Le maire d’une commune des Côtes-d’Armor a été placé ce jeudi 30 avril en détention provisoire, a annoncé le parquet de Toulon, l’édile étant soupçonné d’avoir « dirigé un groupe sectaire ». L’une de ses victimes présumées – principalement des femmes – affirme avoir subi « des actes sexuels sous la contrainte ». Le procureur de Toulon Raphaël Balland n’identifie pas le mis en cause, résidant des Côtes-d’Armor « où il a été récemment élu maire d’une petite commune. »
Plus tôt, le quotidien Ouest-France évoquait le maire de Tréogan, précisant qu’il avait été élu pour la première fois lors des municipales de mars. Selon le parquet de Toulon, le mis en cause, âgé d’une vingtaine d’années, est « soupçonné d’avoir dirigé un groupe sectaire ».
L’affaire débute en 2022. Une étudiante de 21 ans porte plainte dans le département de la Mayenne. Elle accuse un homme de la « menacer de mort » si elle quitte un groupe de discussions qu’il a créé sur un réseau social, et ayant pour objectif affiché « la rencontre de personnes à haut potentiel intellectuel ». « Selon la plaignante, cet homme dirigeait ce groupe de discussions structuré par une organisation hiérarchisée », assure le parquet de Toulon.
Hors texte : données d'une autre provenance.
PR #331, opened 2021-06-29
[MINI-3240] feat: user points implementation 

khairul-alam-licon:
# Description
- Add an interface to retrieve the user's points information with custom permission e.g. `rakuten.miniapp.user.POINTS`
- In the Demo App settings screen, add an option where the points data can be set.
- Update with JS bridge. 

## Links
- MINI-3240

## Screenshot
Screen Shot 2021-06-29 at 14 22 07

# Checklist
- [x] I have read the [contributing guidelines](../.github/CONTRIBUTING.md).
- [x] I have completed the [SDK Development Learning Path](../.github/CONTRIBUTING.md#SDK-Development-Learning-Path) (if submitting a feature PR)
- [x] I wrote/updated tests for new/changed code
- [x] I removed all sensitive data before every commit, including API endpoints and keys
- [x] I ran `./gradlew check` without errors

PR #338, opened 2021-07-09
[MINI-3240] add user point error 

khairul-alam-licon:
# Description
Primary work of user's point interface has been added by https://github.com/rakutentech/android-miniapp/pull/331.
This PR aims to add `MiniAppPointsError` for sending it to the mini-apps.

## Links
- MINI-3240

# Checklist

### DIFF
--- a/miniapp/src/main/java/com/rakuten/tech/mobile/miniapp/errors/MiniAppPointsError.kt
+++ b/miniapp/src/main/java/com/rakuten/tech/mobile/miniapp/errors/MiniAppPointsError.kt
@@ -1,0 +1,16 @@
+package com.rakuten.tech.mobile.miniapp.errors
+
+/**
+ * A class to provide the custom errors specific for user's points.
+ */
+class MiniAppPointsError(val type: String? = null, val message: String? = null) :
+    MiniAppBridgeError(type, message) {
+
+    companion object {
+        /**
+         *  send custom error message from host app.
+         *  @property message error message send to mini app.
+         */
+        fun custom(message: String) = MiniAppPointsError(message = message)
+    }
+}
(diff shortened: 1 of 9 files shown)


corycaywood (approved):
👍

miniapp/src/main/java/com/rakuten/tech/mobile/miniapp/errors/MiniAppPointsError.kt
```diff
@@ -0,0 +1,16 @@
...
+    MiniAppBridgeError(type, message) {
+
+    companion object {
+        /**
+         *  send custom error message from host app.
+         *  @property message error message send to mini app.
+         */
+        fun custom(message: String) = MiniAppPointsError(message = message)
+    }
+}
```
munir-rakuten, line 16: Do we need this class? As we don't have any specific type for this error and only message, so may be we can use `MiniAppBridgeError` for this as both looks identical..but if we include specific types in future we can implement like this, what do you think?

testapp/src/main/java/com/rakuten/tech/mobile/testapp/ui/display/MiniAppDisplayActivity.kt
```diff
@@ -222,11 +223,11 @@ class MiniAppDisplayActivity : BaseActivity() {
 
             override fun getPoints(
                 onSuccess: (points: Points) -> Unit,
-                onError: (message: String) -> Unit
+                onError: (pointsError: MiniAppPointsError) -> Unit
             ) {
                 val points = AppSettings.instance.points
                 if (points != null) onSuccess(points)
-                else onError("There is no points found in HostApp.")
+                else onError(MiniAppPointsError(null, "There is no points found in HostApp."))
```
munir-rakuten, line 230: We can use `MiniAppPointsError.custom(""There is no points found in HostApp.")` like this? or make the type nullable?

munir-rakuten (commented):
Looks good, I placed some suggestions though..

miniapp/src/main/java/com/rakuten/tech/mobile/miniapp/errors/MiniAppPointsError.kt
khairul-alam-licon: Yeah, we can use `MiniAppPointsError` to denote the feature specific error class, also we can use the `custom` function to pass the message only.

testapp/src/main/java/com/rakuten/tech/mobile/testapp/ui/display/MiniAppDisplayActivity.kt
khairul-alam-licon: Updated.

munir-rakuten (approved):

PR #340, opened 2021-07-12
fix: grep version name 

khairul-alam-licon:
# Description

The following line is not working. It's producing `No such file or directory` issue which results an empty `version-name` in the app-center.

```
version-name: $(grep "VERSION_NAME" testapp/build/generated/source/buildConfig/rc/com/rakuten/tech/mobile/miniapp/testapp/BuildConfig.java | awk '{print $7}' | tr -d \''";\')
```

This PR is fixing this.


.circleci/config.yml
```diff
@@ -41,6 +41,8 @@ workflows:
                 root: testapp/build/outputs
                 paths:
                   - mapping/
+            - run: |
+                echo $(grep "VERSION_NAME" testapp/build/generated/source/buildConfig/staging/com/rakuten/tech/mobile/miniapp/testapp/BuildConfig.java | awk '{print $7}' | tr -d \''";\') > ./testapp/version-name.txt
```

Les participants, « adeptes de spiritualité et de philosophie, se voyaient promettre la possibilité d’atteindre le « cinquième palier d’instruction ultime » à condition de suivre l’enseignement de cet homme, qui aurait exigé de certaines femmes une « dévotion totale », en le reconnaissant comme « l’absolu » et le « divin » », poursuit le communiqué.
Au-delà de cette première victime, les enquêteurs ont identifié « cinq autres jeunes femmes (…) susceptibles d’avoir été victimes du même homme », ajoute le parquet. L’une d’elles « était âgée de 17 ans à l’époque des faits. Deux d’entre elles refusaient de déposer plainte, estimant n’avoir été victimes d’aucune infraction. »
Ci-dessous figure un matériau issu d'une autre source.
PR #343, opened 2021-07-13
fix NumberFormatException with Int values in Points

khairul-alam-licon:
# Description
This PR aims to prevent the `NumberFormatException` in demo app's `Points` settings for the values which is out of range.

## Links
- MINI-3470

# Checklist

### DIFF
--- a/testapp/src/main/java/com/rakuten/tech/mobile/testapp/ui/userdata/PointsActivity.kt
+++ b/testapp/src/main/java/com/rakuten/tech/mobile/testapp/ui/userdata/PointsActivity.kt
@@ -69,9 +69,9 @@ class PointsActivity : BaseActivity() {
         if (pointRakutenCash == "") pointRakutenCash = "0"
         try {
             settings.points = Points(
-                    pointStandard.toLong(),
-                    pointTimeLimited.toLong(),
-                    pointRakutenCash.toLong()
+                    pointStandard.toInt(),
+                    pointTimeLimited.toInt(),
+                    pointRakutenCash.toInt()
             )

« Contributions financières »
Outre « un contrôle très intrusif dans la vie personnelle et intime de ces jeunes femmes », le mis en cause aurait instauré « des contributions financières », allant de « quelques centaines d’euros » à « près de 30 000 euros déboursés pour l’une d’elles ». « L’une de ces femmes affirmait avoir vécu des violences psychologiques et avoir subi des actes sexuels sous la contrainte », ajoute encore le communiqué.
D’après le parquet, le mis en cause a été présenté jeudi à un juge des libertés et de la détention à Saint-Brieuc (Côtes-d’Armor), qui a ordonné « son placement en détention provisoire, dans l’attente d’être présenté devant le magistrat instructeur de Toulon dans les prochains jours. » Le juge décidera alors « d’éventuelles mises en examen » et d’un maintien en détention ou d’une remise en liberté, précise encore le procureur de Toulon.